TexProtects Takeaway: Transition-age foster youth are young people between the ages of 16 and 24 who are transitioning out of the foster care system as they reach adulthood. All of us need support to become successful adults, but transition-age foster youth often lack these things because they don’t have the same family connections to rely on. We need strong programs to ensure transition-age foster youth receive the care that all young people need to thrive.
7. Parental Substance Use: A Primer for Child Welfare Professionals (Children’s Bureau, Office of the Administration for Children and Families – ACF, U.S. Department of Health and Human Services – DHHS)
“The effect of substance use disorders (SUDs) on parenting and child safety is a common reason families come into contact with the child welfare system. Child welfare professionals can play a critical role in helping identify possible SUDs and supporting families in overcoming barriers to safety and permanency related to substance use. This factsheet reviews what SUDs are, how parental substance use affects families, and how child welfare professionals can support these families. It also considers how collaboration between child welfare professionals and SUD treatment providers, as well as others, is an essential component to assisting families.”

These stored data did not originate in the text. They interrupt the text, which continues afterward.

Issue #4196, opened 2025-12-20
GraphQLSchema.FastBuilder for High-Performance Schema Construction


rstata:
# Proposal: GraphQLSchema.FastBuilder for High-Performance Schema Construction

## Human-written overview

Airbnb's [Viaduct](https://github.com/airbnb/viaduct) platform is written on top of GraphQL Java.  Airbnb's schema has grown to be over 25K types with over 120K "members" (fields and enumeration values).  At this scale the construction of GraphQL Java's `GraphQLSchema` object has become a bottleneck.  Futher, at both build time and runtime Viaduct creates the same schema (and variants of it) many times, multiplying the performance issues we've seen in this construction.

In the Viaduct project itself we [addressed this problem](https://github.com/airbnb/viaduct/issues/254) in part by developing a file format that effectively eliminates all parsing-related overhead.  By our measurements on `large-schema-4`:

| Benchmark           | Avg Time | Memory    |
|---------------------|----------|-----------|
| From SDL Text       | 481 ms   | 626 MB/op |
| From optimized file | 59 ms    | 166 MB/op |

These numbers measure the time and space required to effectively create a `TypeDefinitionRegistry` - an 8x speedup and close to 4x reduction in space.

However, it turns out that creating a `TypeDefinitionRegistry` consumes only half the time it takes overall to construct a `GraphQLSchema` object, so the improvements just reported resulted in just a 50% improvement.  We were looking for something more significant, so we took a look at optimizing `GraphQLSchema.Builder`.  This Builder is very general, in that it allows you to "clear" the builder mid-construction, to update the code-registry factory during construction, and to add just the "roots" of the schema versus adding every single type defined by the schema.  Also, the Builder _always_ performs schema validation, which for systems like Viaduct that read the same schema over and over again is redundant and somewhat expensive.

We determined that the current semantics of this Builder were not something we should change, but also not semantics we could effectively optimize.  So instead we've developed an alternative "FastBuilder", which is more restrictive in its semantics than is the current Builder, but in turn is significantly less resource intensive.  On that same large schema:

| Metric | Standard Builder | FastBuilder | Improvement |
|--------|------------------|-------------|-------------|
| **Build Time** | 1,933 ms | 278 ms | **6.96x faster** |
| **Memory Allocated** | 2.71 GB/op | 411 MB/op | **85% reduction** |
| **GC Time (total)** | 258 ms | 183 ms | 29% reduction |

[...]

PR #4197, opened 2025-12-20
feat: GraphQLSchema.FastBuilder for High-Performance Schema Construction

rstata:
Defines a new `GraphQLSchema` builder class that is more restrictive than the existing one but reduces time and space requirements by more than a factor of five.  See Issue #4196 for details.

### DIFF
--- a/src/test/resources/large-schema-federated-2.graphqls
+++ b/src/test/resources/large-schema-federated-2.graphqls
@@ -1,0 +1,33419 @@
+"This directive allows results to be deferred during execution"
+directive @defer(
+    "Deferred behaviour is controlled by this argument"
+    if: Boolean! = true,
+    "A unique label that represents the fragment being deferred"
+    label: String
+  ) on FRAGMENT_SPREAD | INLINE_FRAGMENT
+
+"Marks the field, argument, input field or enum value as deprecated"
+directive @deprecated(
+    "The reason for the deprecation"
+    reason: String! = "No longer supported"
+  ) on FIELD_DEFINITION | ARGUMENT_DEFINITION | ENUM_VALUE | INPUT_FIELD_DEFINITION
+
+"Subject to change without notice."
+directive @experimental on FIELD_DEFINITION | ARGUMENT_DEFINITION | ENUM_VALUE | INPUT_FIELD_DEFINITION
+
+"This directive disables error propagation when a non nullable field returns null for the given operation."
+directive @experimental_disableErrorPropagation on QUERY | MUTATION | SUBSCRIPTION
+
+directive @extends on OBJECT | INTERFACE
+
+directive @external on OBJECT | FIELD_DEFINITION
+
+"For federated schema composition. When a service wants to add a new field to an existing type +, it may use this directive to temporarily hide the field from the composed graph.This avoid breaking composition until others users of the value type have added the field."
+directive @inaccessible on FIELD_DEFINITION | ENUM | ENUM_VALUE
+
+"Directs the executor to include this field or fragment only when the `if` argument is true"
+directive @include(
+    "Included when true."
+    if: Boolean!
+  ) on FIELD | FRAGMENT_SPREAD | INLINE_FRAGMENT
+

TexProtects Takeaway: 66% of removals in Texas in 2019 were related to substance use. Although SUDs can be a lifelong struggle, merely having one does not prevent a person from being a successful parent. With the proper identification, treatment, and support, parents with SUDs can safely maintain their children in their homes, ultimately producing the best outcomes.
8. College Choice and Enrollment among Youth Formerly in Foster Care (Gross, J., Stolzenberg, E., Williams, A.)
“Despite being among the most disadvantaged groups with respect to college access and success in the United States, youth formerly in foster care (YFFC) remain an understudied population in higher education research. Although they aspire to college at high levels, youth in foster care enjoy less postsecondary access and success than their peers who have not experienced foster care. This study seeks to better understand how youth formerly in foster care (YFFC) compare to their peers regarding college preparation, choice, enrollment, and financing; academic self-concept and degree aspirations; and concerns about paying for college. Using Perna’s (2008) college choice model and data from the 2016 The Freshman Survey (TFS), we conduct bivariate comparisons and regression analysis to compare college readiness and enrollment between YFFC and non-YFFC who are first-time, full-time freshmen. We report the results of our findings and discuss how these contribute to existing research and apply to the financial and educational needs and strengths of YFFC.”
TexProtects Takeaway: Youth formerly in foster care face challenges including academic preparation, mental health challenges, and affordability that, despite high aspirations for college attainment, can create barriers that make completion more difficult than their peers. More work should be done to identify the supports that can best ensure that these young adult survivors have every opportunity to succeed.